An integrated model of family support that improves join up between organisations can provide a consistent, public-facing point for access, assessment and navigation of family support services. Improved relationships with VCS and grassroots institutions will enable a wider range of initial contact points, improving the ability of all families to access services. Integration also promotes a way of working that allows professionals to spend more high-quality time with families and less time on administration and lower-impact work, ultimately yielding better value for money and better outcomes. 

Set out by the Local Government Association in relation to health and care support, the key aims of integration are: 

  • to improve outcomes for people who use health and care services, carers and communities, and improve their experience of services 
  • to develop prevention to promote health, wellbeing and independence, and tackle health inequalities so the demand for statutory, intensive or long-term services will be reduced
  • Context

    An important lesson from over 30 years of policy initiatives is that achieving integration is hard to do. Integration takes time and it is important to acknowledge that it is not possible to integrate all services for everyone. Integration should be seen as a journey along a continuum. For some elements of your family hub approach, simply improving coordination between professionals in different agencies may bring significant benefits for families. 

    Differences in language, assumptions, and expectations of what good looks like means that working together in a fully integrated way can be challenging. Gaps in understanding about how the ‘other side’ works and the policy drivers that underpin the practice and priorities of different agencies can add to this challenge.  

  • Current provision

    Current provision relating to family hubs which includes our health and care system, is complex and can mean families receive fragmented care from services that are not effectively co-ordinated around their needs. This can negatively impact their experiences, lead to poorer outcomes, and create duplication and inefficiency. The fragmented nature of provision leaves families vulnerable to ‘falling through the gaps’, particularly when accessing support during transitional periods (e.g., moving from perinatal support services to early years support). 

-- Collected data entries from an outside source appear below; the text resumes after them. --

PR #6556, opened 2026-05-06
Improve models main view for easier access based on model type

mirekm:
Let's fix the generic lists UX to match the individual views and use-cases better.

Scope for the Models list view:
- Split models into separate tabs based on the type.
- Make the Create model button context/tab aware
- Hide Filters since there is only Model Type to filter against (we may bring it back for custom tabs with mode model types per single tab)

## After 
image

## Before
image


lkostrowski:
replaced by https://github.com/saleor/saleor-dashboard/pull/6568

PR #6564, opened 2026-05-12
Show line-level discounts for the confirmed orders

mirekm:
Adds a read-only price breakdown for order lines on confirmed orders. Click a discounted unit price or line total to open a modal explaining how the price was calculated - promotions, vouchers, manual discounts, order-wide discounts, and free-gift lines. Voucher rows deep-link to the voucher detail page.

The waterfall is derived from backend truth: `OrderLine.totalPrice` and `OrderLine.discounts[]` are anchors, and the order-level slice is recovered as `start − Σ line.discounts − end`. When multiple `Order.discounts[]` records contribute to a single line, the breakdown collapses them into one combined row with named contributors - Saleor doesn't surface the decomposition. Free-gift lines (`OrderLine.isGift = true`) get a dedicated "Free gift" row.

# New
https://github.com/user-attachments/assets/abf3e28f-f302-4e41-849d-2015874d94a5

# Old
orders-no-discount-details


src/products/components/OrderDiscountProviders/utils.test.ts
```diff
@@ -33,12 +33,14 @@ const lineBase = (
     __typename: "TaxedMoney" as const,
     gross: { __typename: "Money" as const, amount: unitGross, currency: "USD" },
     net: { __typename: "Money" as const, amount: unitGross, currency: "USD" },
+    tax: { __typename: "Money" as const, amount: 0, currency: "USD" },
```
lkostrowski, line 36: It's better to set mocks to be realistic. Price of line is not likely to be zero (unless you test specific case like gift).

Better set mocks to be real values, you will have more representative data set

src/orders/fixtures.ts
```diff
@@ -2292,6 +2423,11 @@ export const draftOrder = (placeholder: string): OrderDetailsWithMetadataFragmen
           amount: 68.2,
           currency: "USD",
         },
+        tax: {
+          __typename: "Money" as const,
+          amount: 0,
```
lkostrowski, line 2434: Its more likely that products ARE taxed, so better set mocks to include tax

src/orders/ripples/orderLinePriceBreakdown.tsx
```diff
@@ -0,0 +1,17 @@
+import { type Ripple } from "@dashboard/ripples/types";
+
+export const rippleOrderLinePriceBreakdown: Ripple = {
+  type: "feature",
+  // Persisted in users' localStorage to track dismissal — keep as-is even if
+  // the surrounding feature is renamed, so previously dismissed notifications
+  // stay dismissed.
```
lkostrowski: do we need this comment? isn't it in general what ripple is?

src/orders/components/OrderUnfulfilledProductsCard/OrderUnfulfilledProductsCard.tsx
```diff
@@ -66,6 +68,7 @@ const OrderUnfulfilledProductsCard = ({
             lines={toLineWithUnfulfilledQuantity(lines)}
             loading={loading}
             onOrderLineShowMetadata={onOrderLineShowMetadata}
+            onShowLinePricing={onShowLinePricing}
```
lkostrowski: Nitpick: Is callback name valid? On UI it looks like just a price. There is no button "show pricing". So in terms of the code/component, its `onPriceClicked`, isnt it?

src/components/Money/index.ts
```diff
@@ -9,6 +10,19 @@ export function subtractMoney(init: IMoney, ...args: IMoney[]): IMoney {
...
 
+/**
+ * Round a numerical amount to the minor-unit precision of its currency.
+ * USD/EUR → 2 decimals, JPY/KRW → 0 decimals, BHD/KWD → 3 decimals. Falls
+ * back to 2 decimals when the currency is unknown. Use this for any money
+ * arithmetic that needs to land on a representable amount; for display use
+ * `formatMoneyAmount` / `formatMoney` instead.
+ */
+export const roundMoneyAmount = (amount: number, currency: string): number => {
+  const factor = 10 ** getCurrencyDecimalPoints(currency);
```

    The involvement of multiple services and practitioners can be particularly overwhelming for children and families who have previous experiences of trauma, abuse or marginalisation. Artificial service boundaries and thresholds of individual services mean the cumulative burden of multiple needs is not recognised and go unmet. 

  • Evidence and learning

    EIF has highlighted a lack of evidence on the effectiveness of multi-agency service integration in improving outcomes for children at risk of poor / poorer outcomes and the need for robust evaluation. However, there is a strong practice consensus that greater service integration can benefit families through reduced duplication and greater efficiency. Research suggests that integrated family support services can improve the experience of families when they only need to tell their story once. This is because integration helps services and professionals work together to make the right decisions and give families the right help. Better connected professionals reduce the burden on families of managing multiple relationships and appointments and means they should not have to continually retell their story.  

    The recent Public Services Committee report – Children in crisis: the role of public services in overcoming child vulnerability highlights the significant increase in the number vulnerable children “invisible” to social services, the NHS and the education system during the coronavirus pandemic, and the important role that family hubs can play in supporting this cohort of children by improving service integration at the local level. Learning from case reviews highlights the most serious consequences of poorly integrated services and poor coordination between services, including insufficient joined-up leadership and inadequate information sharing practices. 

Who needs to be involved?

You will need to engage a broad range of key stakeholders from across your local family services system. These stakeholders include practitioners, operational managers and strategic leads from local authorities, health, education and the VCS, and families and young people. Engage leaders of adult services at an early stage to discuss the likely needs of parents and carers who family hubs will serve, and to explore potential for integration. 

Within your area, involving both your local children’s strategic partnership leaders (local authority-led) and the partnership leaders overseeing local transformation planning (ICS-led) will be key in agreeing partnership governance. 

Having a core strategic partnership which includes commissioners from the local authority, clinical commissioning group and public health, partnership strategic leaders and a wider stakeholder reference forum, will likely be helpful.  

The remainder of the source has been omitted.